Given a nextclade dataset this pipeline uses nextclade run for alignment, mutation calling, and quality checks. When no nextclade dataset is given the pipeline will not do any sequence validation and only perform metadata checks (see below). The pipeline requires a Nextclade dataset with the same reference genome as the one used by Loculus, nextclade will also perform clade assignment and phylogenetic placement if the dataset includes this information. To use this pipeline for new pathogens, check if there is already an existing nextclade dataset for that pathogen here, or follow the steps in the dataset creation guide to create a new dataset. For example for mpox we use nextstrain/mpox/all-clades, defined in the values.yaml as:

preprocessing:
- configFile:
nextclade_dataset_name: nextstrain/mpox/all-clades

Additionally the pipeline performs checks on the metadata fields. The checks are defined by custom preprocessing functions in the values.yaml file. These checks can be applied to and customized for other metadata fields, see Preprocessing Checks for more info.

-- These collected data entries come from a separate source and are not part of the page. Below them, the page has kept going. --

PR #289, opened 2026-07-25
perf(ui): keep trackpad scrolling continuous

stevensuna:
## What changed

Diff-pane wheel packets update `YOffset` immediately. The existing 30 ms cursor-pin and `renderDiff()` debounce from #179 remains unchanged.

While wheel cursor work is deferred, `View()` reuses only stable pane chrome: the diff header, rendered tree or TOC pane, and status bar. The viewport and scrollbar remain live in every model view.

The Bubble Tea renderer now runs at its supported 120 FPS ceiling. Bubble Tea replaces buffered views between renderer ticks, so terminal-visible frames remain bounded by renderer cadence even when the model handles every packet.

## Why

The earlier 16 ms frame snapshot reduced repeated layout work but withheld intermediate viewport states before they reached Bubble Tea. Caching only stable chrome removes that model-level quantization while preserving the allocation improvement.

PTY tracing then exposed a second boundary: Bubble Tea's default 60 FPS renderer replaces buffered views between ticks. At an 8 ms packet cadence, master and the live-viewport branch both coalesced most intermediate offsets before terminal output. Raising the renderer ceiling to 120 FPS exposes more offsets without changing wheel scaling or the cursor-render debounce. Bursts faster than the 8.33 ms renderer interval can still coalesce.

## Benchmark

The benchmark runs the same raw `Update → View` workload on upstream/master and this branch using a 10,000-line wrapped diff with 1,000 annotations. Values are medians of five Apple M4 / Go 1.26.5 runs.

| Packets | upstream/master | This branch | Allocations |
|---:|---:|---:|---:|
| 1 | 0.52 ms, 648 allocs | 0.52 ms, 648 allocs | parity |
| 4 | 2.07 ms, 2,578 allocs | 1.94 ms, 1,822 allocs | 29.3% fewer |
| 16 | 8.41 ms, 10,292 allocs | 7.57 ms, 6,510 allocs | 36.7% fewer |

This measures model work, not terminal-visible frame count.

Raw PTY replay used a 541-line Markdown fixture with a TOC and 20 SGR wheel packets. A flush is counted from `CSI H` in the PTY byte stream, before any terminal emulator or multiplexer repaint behavior.

| Packet cadence | Zone | 60 FPS | 120 FPS |
|---:|---|---:|---:|
| 8 ms | content | 5–7 flushes | 10–11 flushes |
| 8 ms | TOC | 9 flushes | 16 flushes |
| 16 ms | content | 13 flushes | 17 flushes |
| 30 ms | content | 17–19 flushes | 20 flushes |

Flush count is an observed renderer-output metric, not an exact count of distinct model states.

## Verification

- `MISE_GO_VERSION=1.26.5 MISE_BUN_VERSION=1.3.13 mise exec go@1.26.5 -- go test -race ./...`
- `MISE_GO_VERSION=1.26.5 mise exec golangci-lint@2.11.4 -- golangci-lint run`
- focused live-viewport and cache-equivalence regression tests
- raw PTY SGR replay at 8, 16, and 30 ms cadences over content and TOC zones
- `git diff --check`

There are no CLI, config, or public API changes.

### DIFF
--- a/app/ui/loaders.go
+++ b/app/ui/loaders.go
@@ -526,8 +526,7 @@ func (m Model) handleFileLoaded(msg fileLoadedMsg) (tea.Model, tea.Cmd) {
 		return m, nil
 	}
 	m.file.requestedPath = ""
-	m.discardWheelFrame()
-	m.wheel.direction = 0
+	m.wheel.chrome = wheelChrome{}
 	m.wheel.renderPending = false
 	m.wheel.tickInFlight = false
 	m.wheel.gen++
--- a/app/ui/loaders.go
+++ b/app/ui/loaders.go
@@ -526,6 +526,11 @@ func (m Model) handleFileLoaded(msg fileLoadedMsg) (tea.Model, tea.Cmd) {
 		return m, nil
 	}
 	m.file.requestedPath = ""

In the default configuration the pipeline performs:

  • type checks: Checks that the type of each metadata field corresponds to the expected type value seen in the config (default is string).
  • required value checks: Checks that if a field is required, e.g. required field in config is true, that that field is not None.
  • INSDC-accepted country checks: Using the process_options preprocessing function checks that the geoLocCountry field is set to an INSDC-accepted country option.

The pipeline also formats metadata fields:

  • parse timestamp: Takes an ISO timestamp e.g. 2022-11-01T00:00:00Z and returns that field in the %Y-%m-%d format.

The code is available on GitHub under the AGPL-3.0 license.